Ikebesi Omoding
Time is now to take action about pollution in Kampala
For most of a day last week, the pollution smog in New Dehli occupied attention of the global media houses, and the occupants themselves. They said that it had reached a level twenty times the clean air levels acceptable to the United Nations standards.
Breathing in the city was difficult, as was visibility. Residents were advised to stay indoors with closed doors and windows to try to avoid the haze-smoke. Politicians blamed each other for the environmental disaster. The people of Uttar Pradesh, the state north of Dehli, especially were being blamed for burning stubble from the cleared harvests as the peasants are preparing their gardens for the next cultivation. Those other people blamed the releases from the uncontrolled industries in the city.
As this hullabaloo went on, one media commentator said that the next victim of pollution was likely to be the cities in Africa. The reference to China was that, previously they had reached smog levels that India was experiencing, but they have managed to control and reduce it. Still, China has not managed to eliminate it all together in some industrial cities, as was in Beijing.
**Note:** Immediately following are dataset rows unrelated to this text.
PR #167, opened 2022-04-04
build: disable bench on windows

dan-da:
This temporarily disables building pprof dep and benches on windows
because pprof crate doesn't build on windows.

### DIFF
--- a/Cargo.toml
+++ b/Cargo.toml
@@ -38,7 +38,8 @@ rustyline = "8.0.0"
 bincode = "1.3.3"
 criterion = "0.3.5"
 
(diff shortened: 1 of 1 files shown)


davidrusu:
@dan-da looks like CI tests are failing on ubuntu

dan-da:
> @dan-da looks like CI tests are failing on ubuntu

yes, see #168.  It fixes an unrelated test error, and also include this patch.  Tests are passing on all platforms.

dan-da:
This was addressed in #168 which is now merged.   closing.

PR #168, opened 2022-04-05
fix: avoid true input inclusion in decoys

dan-da:
We've had some tests cases failing because blst-ringct now verifies
that every public_key referenced by a Tx input is unique.  But
the test cases were obtaining a set of (possibly duplicate) random
decoys for each input. So these decoys could duplicate eachother
and also any of them could also be a true input.

The fix is to refactor TransactionBuilder such that:
1. DecoyInputs are added to a decoy pool within the builder,
and the builder removes dups from the pool.
2. ::build() removes any true inputs from the decoys pool
and then distributes decoys from the pool amongst the inputs.
3. If there are not enough decoys in the pool then an error
is returned -- unless the 'require_all_decoys' setting is false,
in which case any remaining inputs receive no decoys.

Cargo changes:
* only build pprof and benches on unix/linux

Code changes:
* update tests, bench, mint-repl to use modified builder API
* add fields to TransactionBuilder
* add decoys_per_input field and set default to 10.
* rename TransactionBuilder::add_input_by_true_input to add_true_input()
* add API TransactionBuilder::set_decoys_per_input()
* add API TransactionBuilder::set_require_all_inputs()
* add API TransactionBuilder::add_decoy_inputs()
* modify TransactionBuilder::build() to filter true inputs from decoys
  and distribute decoys amongst inputs
* add Error::InsufficientDecoys

### DIFF
--- a/src/builder.rs
+++ b/src/builder.rs
@@ -29,15 +29,83 @@ pub type OutputOwnerMap = BTreeMap<PublicKey, OwnerOnce>;
 /// A builder to create a RingCt transaction from
 /// inputs and outputs.
 #[cfg_attr(feature = "serde", derive(Serialize, Deserialize))]
-#[derive(Debug, Default)]
+#[derive(Debug)]
 pub struct TransactionBuilder {
+    true_inputs: Vec<TrueInput>,
     ringct_material: RingCtMaterial,
     output_owner_map: OutputOwnerMap,
+    available_decoys: Vec<DecoyInput>,
+    decoys_per_input: usize,
+    require_all_decoys: bool,
+}
+
+impl Default for TransactionBuilder {
+    fn default() -> Self {
+        Self {
+            true_inputs: Default::default(),
+            ringct_material: Default::default(),
+            output_owner_map: Default::default(),
+            available_decoys: Default::default(),
+            decoys_per_input: 10, // default to 10 decoys per input.
+            require_all_decoys: true,
+        }
+    }
 }
 
 impl TransactionBuilder {
+    /// set decoys_per_input option.
+    /// allocate this many decoys to each input (from available_decoys).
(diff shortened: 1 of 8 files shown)


src/builder.rs
```diff
@@ -29,94 +29,134 @@ pub type OutputOwnerMap = BTreeMap<PublicKey, OwnerOnce>;
...
+        //   2. it requires knowing the DecoyInputs in advance, which we can't
+        //      really know until we know all the true inputs because we have
+        //      to ensure that no true input is used as a decoy input.
+        self = self.add_true_input(mlsag.true_input.clone());
         self.ringct_material.inputs.push(mlsag);
         self
     }
 
-    /// add an input given an iterator over MlsagMaterial
+    // /// add an input given an iterator over MlsagMaterial
```
davidrusu, line 113: Did you mean to add the comment here?

src/builder.rs
```diff
@@ -216,26 +248,77 @@ impl TransactionBuilder {
     }
 
     /// build a RingCtTransaction and associated secrets
-    pub fn build(self, rng: impl RngCore + CryptoRng) -> Result<DbcBuilder> {
+    pub fn build(self, rng: &mut (impl RngCore + CryptoRng)) -> Result<DbcBuilder> {
```
davidrusu, line 251: You should be able to simply make `rng` mut.
```suggestion
    pub fn build(self, mut rng: impl RngCore + CryptoRng) -> Result<DbcBuilder> {
```

Then you can replace all uses of `&mut *rng` with `&mut rng`

davidrusu (dismissed):
nice, I find the builder API gets simpler with this change too.

src/builder.rs
dan-da: fixed.

PR #177, opened 2022-04-15
chore(api): minor improvement to TransactionBuilder API

bochaco:


src/builder.rs
```diff
@@ -154,9 +154,12 @@ impl TransactionBuilder {
     }
 
     /// add an input given a list of bearer Dbcs and associated SecretKey and decoys
-    pub fn add_inputs_dbc_bearer(mut self, dbcs: impl IntoIterator<Item = Dbc>) -> Result<Self> {
-        for dbc in dbcs.into_iter() {
-            self = self.add_input_dbc_bearer(&dbc)?;
+    pub fn add_inputs_dbc_bearer<'a>(
+        mut self,
+        dbcs: impl Iterator<Item = &'a Dbc>,
```
davidrusu, line 159: Try using the `Borrow` trait so that this is usable by both borrowed and owned DBC's
```suggestion
        dbcs: impl Iterator<Item = Borrow<Dbc>>,
```

bochaco: i'll play with it, i just gave it a quick try and there are some `Sized` trait related errors....

davidrusu: I think you may have to factor out a type variable:
i.e.
```
dbcs: impl Iterator<Item = D> 
...
where D: Borrow<Dbc>
```

bochaco: yes, that seems to do it, i'll send a commit with that change there as well as in another place i found we also require moving args.

davidrusu (approved):

PR #196, opened 2022-07-07
feat!: simplifying spent proofs and TX verification public APIs

bochaco:
This is to simplify the public API exposed by sn-dbc for Tx and `SpentProofs` verification, reducing the public `Trait` to a single function, while moving the rest (`KeyManager`) to the mock as it's not required on the public API but for the example code/app.


examples/mint-repl/mint-repl.rs
```diff
@@ -85,7 +85,7 @@ fn main() -> Result<()> {
     loop {
         match rl.readline(">> ") {
             Ok(line) => {
-                let mut args = line.trim().split_whitespace();
+                let mut args = line.split_whitespace();
```
davidrusu, line 88: Does this still work when we have leading whitespace in the line input? ie. `<space>reissue`

davidrusu (approved):
q on the mint-repl change, but looks good otherwise

examples/mint-repl/mint-repl.rs
bochaco: It's supposed to, it's the linter who suggested it: https://rust-lang.github.io/rust-clippy/master/index.html#trim_split_whitespace

davidrusu: :+1: nice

This brought to sharp attention complaints that are common here about dark heavy diesel smoke the heavy trucks and DMCs – dangerous mechanical condition – vehicles are spewing into the atmosphere, and polluting the air. This is in the ever-present traffic jams that the Kampala residents are constantly being subjected to. The smoke-smog pollution in the air is palpable!
As this is going on, the blame has to go to our politicians and industrial investors, too. It is time for them to start fashioning remedies to stem the on-set of smog here. The initial brunt is obviously for the diesel vehicles. Countries like Germany are working on completely getting rid of diesel-run vehicles. But we are still importing them onto our roads with abandon. And there is totally no control on the DMC, thanks to the corruption prevailing in the Police Force.
There is gleeful talk of investing in infrastructure, but for the control of pollution now, it appears to be too little too late. In a great part of the country, the road network cannot be said to make a safe passage for vehicles to spew the smoke on to the atmosphere. Also, there has been investor talk on vehicle manufacture here, but what type of vehicles?
Billionaire developers, like American Elon Musk, are now investing into environmental friendly electric vehicles with a view to having the fuel-run ones completely replaced in the next 20 years. In other words, the exploitation of oil will become redundant; and we are still thinking about this! Still, the technology to run electric vehicle depends on fossil fuels, which should be completely got rid off in favour of hydrogen-run vehicles.
So, our investors in the vehicle industry are already out of sync as they are doing it for the manufacture of fuel-run vehicles. These are the likes of the Kiira car and the Metu Zhongtong Bus Industries, which is said to be making buses. Despite this, both investments seem to be in the talk mode only. A proto-type of the Kiira vehicle that has so far been shown suggests that, that is where it has ended. As for the Metu buses in Namanve, nothing has been heard of them again since the inauguration of the plant.
Again, for the environmentally friendly industries, these vehicles would roll off the assembly lines obsolete. Any investors therefore getting into these businesses should be thinking like Musk. And like Musk, Uganda is a billion-dollar industry, that, if the resources were well-managed, without stealing and laundering it to foreign countries would be enough for the future technologies. Besides, the country has all the other minerals one can think of!
Talk has gone round and round that Uganda has a huge young population – and so it has – capable of being harnessed into productive activities. Whenever this is mentioned, the talk immediately veers off to having this huge task force go into agriculture. True, this may provide environmentally sensitive food products, but where does it put the industrialization aspect of the country?
Put it this way, this country needs major overhauls of certain aspects of its systems. Talk is of the National Planning Authority (NPA) getting Uganda developed by 2040. Yet now, there is no indication that there appears to be the right people and priorities put in place.
One would think of relevant scientific and other technological training for the myriads of the youth. This way, we would be getting rid of the stultified brains of persons whose only pre-occupation is infamy. There is so far nothing from NPA that we are on this path. It may mean that the country has neither gained any knowledge, nor experience from the past 35 years.